(Saved entries)

PR #788, opened 2017-10-26
new pubsub package

melekes:
replaces #568 

Prehistory: https://gist.github.com/melekes/131291e5144e31d34ac3ed3ab7ff2aca


consensus/reactor.go
```diff
@@ -317,24 +321,47 @@ func (conR *ConsensusReactor) FastSync() bool {
 
 //--------------------------------------
 
-// Listens for new steps and votes,
-// broadcasting the result to peers
-func (conR *ConsensusReactor) registerEventCallbacks() {
+// broadcastNewRoundStepsAndVotes subscribes for new round steps and votes
+// using the event bus and broadcasts events to peers upon receiving them.
+func (conR *ConsensusReactor) broadcastNewRoundStepsAndVotes() error {
+	subscriber := "consensus-reactor"
```
melekes: `const subscriber = ...`

consensus/replay_file.go
```diff
@@ -42,7 +44,14 @@ func (cs *ConsensusState) ReplayFile(file string, console bool) error {
 	cs.startForReplay()
 
 	// ensure all new step events are regenerated as expected
-	newStepCh := subscribeToEvent(cs.evsw, "replay-test", types.EventStringNewRoundStep(), 1)
+	newStepCh := make(chan interface{}, 1)
+
+	ctx := context.Background()
+	err := cs.eventBus.Subscribe(ctx, "replay-file", types.EventQueryNewRoundStep, newStepCh)
```
melekes: extract const `const subscriber = "replay-file"`

rpc/client/httpclient.go
```diff
@@ -186,128 +186,114 @@ func (c *HTTP) Validators(height *int) (*ctypes.ResultValidators, error) {
...
-// After being reconnected, it is necessary to redo subscription
-// to server otherwise no data will be automatically received
+// After being reconnected, it is necessary to redo subscription to server
+// otherwise no data will be automatically received.
 func (w *WSEvents) redoSubscriptions() {
-	for event, _ := range w.evtCount {
-		w.subscribe(event)
+	for query, out := range w.subscriptions {
+		// NOTE: no timeout for reconnect
+		w.Subscribe(context.Background(), query, out)
```
melekes: this will return an err since subscription already exists. should be `w.ws.Subscibe(...`

rpc/client/localclient.go
```diff
@@ -62,50 +71,82 @@ func (c Local) ABCIQueryWithOptions(path string, data data.Bytes, opts ABCIQuery
...
+func (Local) Tx(hash []byte, prove bool) (*ctypes.ResultTx, error) {
 	return core.Tx(hash, prove)
 }
+
+func (c *Local) Subscribe(ctx context.Context, query string, out chan<- interface{}) error {
+	q, err := tmquery.New(query)
+	if err != nil {
+		return errors.Wrap(err, "failed to subscribe")
+	}
+	if err = c.EventBus.Subscribe(ctx, "rpclocalclient", q, out); err != nil {
```
melekes: rpc-local-client

rpc/core/events.go
```diff
@@ -71,8 +95,21 @@ func Subscribe(wsCtx rpctypes.WSRPCContext, event string) (*ctypes.ResultSubscri
...
+	logger.Info("Unsubscribe from query", "remote", addr, "query", query)
+	q, ok := wsCtx.DeleteSubscription(query)
+	if !ok {
+		return nil, errors.New("subscription not found")
+	}
+	eventBus.Unsubscribe(context.Background(), addr, q.(*tmquery.Query))
+	return &ctypes.ResultUnsubscribe{}, nil
+}
+
+func UnsubscribeAll(wsCtx rpctypes.WSRPCContext) (*ctypes.ResultUnsubscribe, error) {
```
melekes: write a changelog entry for this

ebuchman:
hmm racy test in `certifiers` @ethanfrey

melekes:
test uncovered a data race. fixed in https://github.com/tendermint/tendermint/pull/788/commits/6642cf407233e66f23c94c37cbf11588a8182e3b

not excited about the solution. maybe I should not extract eventHub to a separate routine after all...

consensus/byzantine_test.go
```diff
@@ -86,6 +79,16 @@ func TestByzantine(t *testing.T) {
 		reactors[i] = conRI
 	}
 
+	defer func() {
```
odeke-em: Why did we move this down here?

consensus/common_test.go
```diff
@@ -267,13 +280,13 @@ func loadPrivValidator(config *cfg.Config) *types.PrivValidatorFS {
 	return privValidator
 }
 
-func fixedConsensusStateDummy() *ConsensusState {
+func fixedConsensusStateDummy(config *cfg.Config, logger log.Logger) *ConsensusState {
```
odeke-em: Nice!

consensus/state.go
```diff
@@ -269,25 +275,22 @@ func (cs *ConsensusState) Wait() {
 }
 
 // OpenWAL opens a file to log all consensus messages and timeouts for deterministic accountability
-func (cs *ConsensusState) OpenWAL(walFile string) (err error) {
-	err = cmn.EnsureDir(filepath.Dir(walFile), 0700)
+func (cs *ConsensusState) OpenWAL(walFile string) (WAL, error) {
+	err := cmn.EnsureDir(filepath.Dir(walFile), 0700)
```
odeke-em: It'd seem to me that this functionality would instead be in `NewWAL` instead.

consensus/state.go
```diff
@@ -1216,9 +1214,12 @@ func (cs *ConsensusState) finalizeCommit(height int) {
...
 	//	* Fire on start up if we haven't written any new WAL msgs
 	//   Both options mean we may fire more than once. Is that fine ?
-	types.FireEventNewBlock(cs.evsw, types.EventDataNewBlock{block})
-	types.FireEventNewBlockHeader(cs.evsw, types.EventDataNewBlockHeader{block.Header})
-	eventCache.Flush()
+	cs.eventBus.PublishEventNewBlock(types.EventDataNewBlock{block})
+	cs.eventBus.PublishEventNewBlockHeader(types.EventDataNewBlockHeader{block.Header})
+	err = txEventBuffer.Flush()
+	if err != nil {
+		cs.Logger.Error("Failed to flush event buffer", "err", err)
```
odeke-em: Did we mean to return after this point?

types/events.go
```diff
@@ -140,112 +139,54 @@ type EventDataVote struct {
 	Vote *Vote
 }
 
-func (_ EventDataNewBlock) AssertIsTMEventData()       {}
-func (_ EventDataNewBlockHeader) AssertIsTMEventData() {}
-func (_ EventDataTx) AssertIsTMEventData()             {}
-func (_ EventDataRoundState) AssertIsTMEventData()     {}
-func (_ EventDataVote) AssertIsTMEventData()           {}
-
+func (_ EventDataNewBlock) AssertIsTMEventData()          {}
```
odeke-em: We don't need these anymore, and perhaps if we still do, let's use type assertions.

types/event_bus_test.go
```diff
@@ -0,0 +1,122 @@
...
+			benchmarkEventBus(bm.numClients, bm.randQueries, bm.randEvents, b)
+		})
+	}
+}
+
+func benchmarkEventBus(numClients int, randQueries bool, randEvents bool, b *testing.B) {
+	// for random* functions
+	rand.Seed(time.Now().Unix())
+
+	eventBus := NewEventBusWithBufferCapacity(0) // set buffer capacity to 0 so we are not testing cache
```
odeke-em: Nice!

types/event_bus_test.go
```diff
@@ -0,0 +1,122 @@
...
+	eventBus.Start()
+	defer eventBus.Stop()
+
+	ctx := context.Background()
+	q := EventQueryNewBlock
+
+	for i := 0; i < numClients; i++ {
+		ch := make(chan interface{})
```
odeke-em: Am curious, in the design of our events, when do we this channel? I ask because perhaps instead eventBus.Subscribe should return the channel as a read-only one? That was it can be closed to indicate when no more events are coming through or on error. We can discuss that later though, that shouldn't block your progress on this PR since this work is moving over the old events package.

types/event_bus.go
```diff
@@ -0,0 +1,133 @@
...
+
+func (b *EventBus) Unsubscribe(ctx context.Context, subscriber string, query tmpubsub.Query) error {
+	return b.pubsub.Unsubscribe(ctx, subscriber, query)
+}
+
+func (b *EventBus) UnsubscribeAll(ctx context.Context, subscriber string) error {
+	return b.pubsub.UnsubscribeAll(ctx, subscriber)
+}
+
+func (b *EventBus) publish(eventType string, eventData TMEventData) error {
```
odeke-em: How come publish is unexported but *Subscribe* are all exported? Just a question, not a blocker :)

rpc/core/events.go
```diff
@@ -33,14 +39,32 @@ import (
...
+	defer cancel()
+	ch := make(chan interface{})
+	err = eventBus.Subscribe(ctx, addr, q, ch)
+	if err != nil {
+		return nil, errors.Wrap(err, "failed to subscribe")
+	}
+
+	wsCtx.AddSubscription(query, q)
+
+	go func() {
```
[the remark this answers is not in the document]
melekes: when ch is closed, the loop will stop and so this goroutine https://gobyexample.com/range-over-channels

rpc/lib/server/handlers.go
```diff
@@ -487,6 +478,23 @@ func (wsc *wsConnection) TryWriteRPCResponse(resp types.RPCResponse) bool {
 	}
 }
 
+func (wsc *wsConnection) AddSubscription(query string, data interface{}) {
```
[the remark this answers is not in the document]
melekes: It has to be somewhere. It's either here or inside pubsub. Right now pubsub is kinda dumb and can subscribe the same client to the same query

consensus/byzantine_test.go
melekes: it just felt more natural because the order is always: `file.Open(); defer f.Close()` and not the other way around

consensus/state.go
melekes: not sure. plus the current impl never returns an error. I just thought it will be good to have the interface of eventHub to return an error in case impl will change.

types/event_bus_test.go
melekes: > That was it can be closed to indicate when no more events are coming through or on error.

this is the case right now.

> I ask because perhaps instead eventBus.Subscribe should return the channel as a read-only one? 

I remember going back and forth between the current design and this. The current design allows a subscriber to choose the type of the channel: buffered (we need this in tests) or unbuffered.

consensus/reactor.go
```diff
@@ -317,24 +321,47 @@ func (conR *ConsensusReactor) FastSync() bool {
...
-	types.AddListenerForEvent(conR.evsw, "conR", types.EventStringVote(), func(data types.TMEventData) {
-		edv := data.Unwrap().(types.EventDataVote)
-		conR.broadcastHasVoteMessage(edv.Vote)
-	})
+	// votes
+	votesCh := make(chan interface{})
+	err = conR.eventBus.Subscribe(ctx, subscriber, types.EventQueryVote, votesCh)
+	if err != nil {
+		return errors.Wrapf(err, "failed to subscribe %s to %s", subscriber, types.EventQueryVote)
+	}
```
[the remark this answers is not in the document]
melekes: fixed

ebuchman:
I still don't understand what `wsctx.AddSubscription` is good for. When do we ever do anything with the contents of the `subscriptions` map? Seems we just add to and delete. Is it just so we can return errors?

melekes:
> Is it just so we can return errors?

for the most part, yes. if the client subscribes twice using the same query, he will receive 2 events (not one). Do you think we should not be concerned about it?

consensus/state.go
ebuchman: errors in this function are critical. notice all the panics at the start of this function. `.Flush` should be expected to not error, but it's not critical, so long as nothing relies on it other than the websockets. The current code looks fine (ie just log the error). But if one day Flush actually errors, we may need a better way to get that error back up to the rpc server ...

consensus/types/state.go
```diff
@@ -77,10 +77,20 @@ type RoundState struct {
...
 	edrs := types.EventDataRoundState{
-		Height:     rs.Height,
-		Round:      rs.Round,
-		Step:       rs.Step.String(),
-		RoundState: rs,
+		Height: rs.Height,
+		Round:  rs.Round,
+		Step:   rs.Step.String(),
+		// send only fields needed by makeRoundStepMessages
+		RoundState: &RoundState{
```
ebuchman: we need to have a larger discussion/investigation about the races this is meant to address. AFAIK they only started showing up after a seemingly innocuous change to go-wire, which has been rolled back, so we shouldn't need to do this now. But we will need to investigate and solve it properly soon ...

rpc/client/httpclient.go
```diff
@@ -186,128 +186,115 @@ func (c *HTTP) Validators(height *int) (*ctypes.ResultValidators, error) {
...
 
-/** TODO: more intelligent subscriptions! **/
-func (w *WSEvents) AddListenerForEvent(listenerID, event string, cb events.EventCallback) {
-	// no one listening -> subscribe
-	if w.evtCount[event] == 0 {
-		w.subscribe(event)
+func (w *WSEvents) Subscribe(ctx context.Context, query string, out chan<- interface{}) error {
+	w.mtx.RLock()
+	if _, ok := w.subscriptions[query]; ok {
+		return errors.New("already subscribed")
```
ebuchman: don't we need to unlock in here?

rpc/client/localclient.go
```diff
@@ -33,79 +45,113 @@ type Local struct {
...
+func (Local) Validators(height *int) (*ctypes.ResultValidators, error) {
 	return core.Validators(height)
 }
 
-func (c Local) Tx(hash []byte, prove bool) (*ctypes.ResultTx, error) {
+func (Local) Tx(hash []byte, prove bool) (*ctypes.ResultTx, error) {
 	return core.Tx(hash, prove)
 }
+
+func (c *Local) Subscribe(ctx context.Context, query string, out chan<- interface{}) error {
```
ebuchman: is it weird that suddenly the receiver is a pointer?

rpc/core/events.go
```diff
@@ -33,14 +39,35 @@ import (
...
+	ch := make(chan interface{})
+	err = eventBus.Subscribe(ctx, addr, q, ch)
+	if err != nil {
+		return nil, errors.Wrap(err, "failed to subscribe")
+	}
+
+	go func() {
+		for event := range ch {
+			tmResult := &ctypes.ResultEvent{query, event.(tmtypes.TMEventData)}
+			wsCtx.TryWriteRPCResponse(rpctypes.NewRPCSuccessResponse(wsCtx.Request.ID+"#event", tmResult))
```
ebuchman: using TryWrite here means we could lose these events. Now that this is running in its own go-routine, rather than as a callback, should we consider letting it block ?

rpc/core/mempool.go
```diff
@@ -147,20 +150,26 @@ func BroadcastTxSync(tx types.Tx) (*ctypes.ResultBroadcastTx, error) {
...
-		deliverTxResCh <- data.Unwrap().(types.EventDataTx)
-	})
+	ctx, cancel := context.WithTimeout(context.Background(), 10*time.Millisecond)
+	defer cancel()
+	deliverTxResCh := make(chan interface{})
+	q := types.EventQueryTx(tx)
+	err := eventBus.Subscribe(ctx, "mempool", q, deliverTxResCh)
+	if err != nil {
+		err = errors.Wrap(err, "failed to subscribe to tx")
+		logger.Error("Error broadcasting transaction", "err", err)
```
ebuchman: There was no error broadcasting the tx, we just failed to subscribe

rpc/core/pipe.go
```diff
@@ -51,14 +50,11 @@ var (
 	addrBook         *p2p.AddrBook
 	txIndexer        txindex.TxIndexer
 	consensusReactor *consensus.ConsensusReactor
+	eventBus         *types.EventBus
```
ebuchman: is this not an "external, thread safe interface" ?

rpc/core/routes.go
```diff
@@ -7,8 +7,9 @@ import (
 // TODO: better system than "unsafe" prefix
 var Routes = map[string]*rpc.RPCFunc{
 	// subscribe/unsubscribe are reserved for websocket events.
-	"subscribe":   rpc.NewWSRPCFunc(Subscribe, "event"),
-	"unsubscribe": rpc.NewWSRPCFunc(Unsubscribe, "event"),
+	"subscribe":       rpc.NewWSRPCFunc(Subscribe, "query"),
```
ebuchman: breaking

types/event_bus.go
```diff
@@ -0,0 +1,133 @@
...
+func (b *EventBus) Unsubscribe(ctx context.Context, subscriber string, query tmpubsub.Query) error {
+	return b.pubsub.Unsubscribe(ctx, subscriber, query)
+}
+
+func (b *EventBus) UnsubscribeAll(ctx context.Context, subscriber string) error {
+	return b.pubsub.UnsubscribeAll(ctx, subscriber)
+}
+
+func (b *EventBus) Publish(eventType string, eventData TMEventData) error {
+	if b.pubsub != nil {
```
ebuchman: When is this nil? And can `b.pubsub.PublishWithTags` handle the nil check instead? The other `EventBus` methods don't do this check. Should they?

ebuchman:
Note this is a breaking change for a number of reasons:

- types/events.go has been overhauled
- related changes in `node`
- related changes in `rpc/client`, especially re `WaitForOneEvent` and the switch from `AddListenerForEvent` to `Subscribe`
- changed parameter name `event` to `query` in the Subscribe ws request

rpc/core/events.go
melekes: then the whole pubsub will block because it won't be able to write to that channel again

rpc/client/localclient.go
melekes: why? methods above just delegate to `core.X` static funcs. here we using and mutating the Local's fields.

rpc/core/mempool.go
melekes: This refers to the whole method - broadcastTxCommit. maybe we should change msg to `broadcastTxCommit failed`

rpc/core/events.go
ebuchman: oh duh

rpc/core/mempool.go
ebuchman: sure, or `Error on broadcastTxCommit`

ebuchman:
Seems like we no longer need most of consensus/test_data, except for `many_blocks.cswal`. Should we consider just generating the equivalent of that on the fly during the test, and then we can delete that dir all together?

We can save the `build.sh` in `scripts` so we dont lose it if we think it could still be useful

ebuchman:
> for the most part, yes. if the client subscribes twice using the same query, he will receive 2 events (not one). Do you think we should not be concerned about it?

Can we just prevent this directly in `eventBus.Subscribe` ?

rpc/lib/server/handlers.go
```diff
@@ -445,9 +445,6 @@ func (wsc *wsConnection) OnStart() error {
 
 // OnStop unsubscribes from all events.
```
ebuchman: Is this comment still correct? We no longer unsubscribe from within this function. Should we?

rpc/core/pipe.go
melekes: thread safe object?

melekes:
Do you think it's better to switch to the old mutex-based implementation (events)? Looks like we're not gaining more by switching to channel-based impl running in a separate goroutine.

👍  speed increase by offloading event notifications to a separate goroutine
👎  we can't pass pointers that we're mutating later on (https://github.com/tendermint/tendermint/pull/788#discussion_r147881824)
👎  it is hard to implement https://github.com/tendermint/tendermint/pull/788#issuecomment-340877695

Or maybe we should use 2 - events for internal events (consumed by consensus/reactor), pubsub for external clients.

ebuchman:
>  we can't pass pointers that we're mutating later on

Is this a new problem that didnt happen before? Like when the event was published synchronously, we didn't have to worry about some competing thread manipulating the same data?

melekes:
> Is this a new problem that didnt happen before?

Frey's tests helped to uncover it. it was there from the beginning on this feature

> Like when the event was published synchronously, we didn't have to worry about some competing thread manipulating the same data?

yes, because it was happening in the same thread, so no race.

### How to complete this task
Gather from the entries above all lines that include the string "EventDataTx".

### Result below
-func (_ EventDataTx) AssertIsTMEventData()             {}
-		deliverTxResCh <- data.Unwrap().(types.EventDataTx)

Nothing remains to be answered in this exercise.